Sure I have squatted down to pose with more than my fair share of adult male turkeys for the famed “hero shot” picture magazines like to publish, but each and every one of those many turkeys was nothing more than a simple gift in my mind. Needless to say, I have taken my lumps and have been humbled by the simple-minded game bird. Experience has taught me that it is foolish to try and predict the unpredictable, and therefore, out of respect for the bird and the sport, I no longer give my opinions on the subject as freely as I once chose to do so.

I do know this about turkey hunting — I will call to him and he might answer and, if he is of the right mindset, he may even decide to stroll my way. The rest is simply out of your control and a sack full of luck, or whatever you choose to call it, can make or break the whole arrangement.

Don’t get me wrong, I am not at all discounting the talents of calling, concealment, woodsmanship and the lifelong study of the game bird.

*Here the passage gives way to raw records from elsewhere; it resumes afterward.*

PR #4136, opened 2018-11-27
Reduce invoker health action memory limit to 128MB

SugandhaAgrawal:
## Description
In order to keep the Invoker health test's action with a minimalistic memory, the value of memory limit is changed from the standard memory config to the minimum available memory. This helps in consuming the resource in minimal way possible and would suppress the Rescheduling run message occurrence due to health test.

## Related issue and scope

- [ ] API
- [ ] Controller
- [x] Loadbalancer
- [ ] Invoker
- [ ] Tests
- [ ] Deployment
- [ ] CLI
- [ ] General tooling
- [ ] Documentation

## Types of changes

## Checklist:

### DIFF
--- a/core/controller/src/main/scala/org/apache/openwhisk/core/loadBalancer/InvokerSupervision.scala
+++ b/core/controller/src/main/scala/org/apache/openwhisk/core/loadBalancer/InvokerSupervision.scala
@@ -276,7 +276,8 @@ object InvokerPool {
       new WhiskAction(
         namespace = healthActionIdentity.namespace.name.toPath,
         name = EntityName(s"invokerHealthTestAction${i.asString}"),
-        exec = CodeExecAsString(manifest, """function main(params) { return params; }""", None))
+        exec = CodeExecAsString(manifest, """function main(params) { return params; }""", None),
+        limits = ActionLimits(memory = MemoryLimit(MemoryLimit.minMemory)))
     }
 }
 


csantanapr:
Should we use this opportunity to set the default min to 64MB?

sven-lange-last:
@csantanapr Reducing the general limit from 128 MB to 64 MB would potentially mean a higher number of concurrent actions per invoker when keeping the same amount of action memory on the invoker. As a consequence the CPU consumption may double. Increasing the potential CPU consumption on the one hand may also require CPU capping for action on the other hand.

At the moment, the Docker container implementation does not support CPU capping. We should definitely look into this topic.

csantanapr:
I had the impression we were already calculating the cpu share by using the fraction of the memory limit proportion since we currently pass the “--cpu-shares” flag. 

So Indont follow, less memory would mean more actions, higher density per invoker, each action with small men gets smaller cpu share.

sven-lange-last:
CPU shares just makes sure that a cgroup receives a minimum amount of CPU if and only if all CPUs are 100% loaded. It has no influence on the maximum CPU share a single cgroup receives.

See https://www.kernel.org/doc/Documentation/cgroup-v1/cgroups.txt and https://www.kernel.org/doc/Documentation/scheduler/sched-bwc.txt.

cbickel:
@csantanapr I think there are more problems that arise on going down to 64MB (As Sven already mentioned). But the current change will pick up the new minimum value immediately on changing this. So I'll merge this PR as it is for now.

All of that matters a great deal and is something all turkey hunters should strive to improve throughout their tenure. I have spent many hours pondering the minute details of No. 4 shot versus No. 6 shot and all kinds of other countless debates that we turkey hunters let occupy our brains while watching the ceiling fan go round during the off season. But again, in my humbled opinion, a whole lot of luck and breaks leaning in your favor go a long way in the turkey woods.

So far this season, I have hunted turkeys in Florida, North Carolina, Texas and several of my old stomping grounds here in West Virginia. At the time of penning this column, I have successfully called in and shot a grand total of one turkey. I am humbled by turkeys and plan on staying in this condition until the final whistle blows on a lifetime of turkey seasons.

Good luck this week in the turkey woods — you’re going to need it.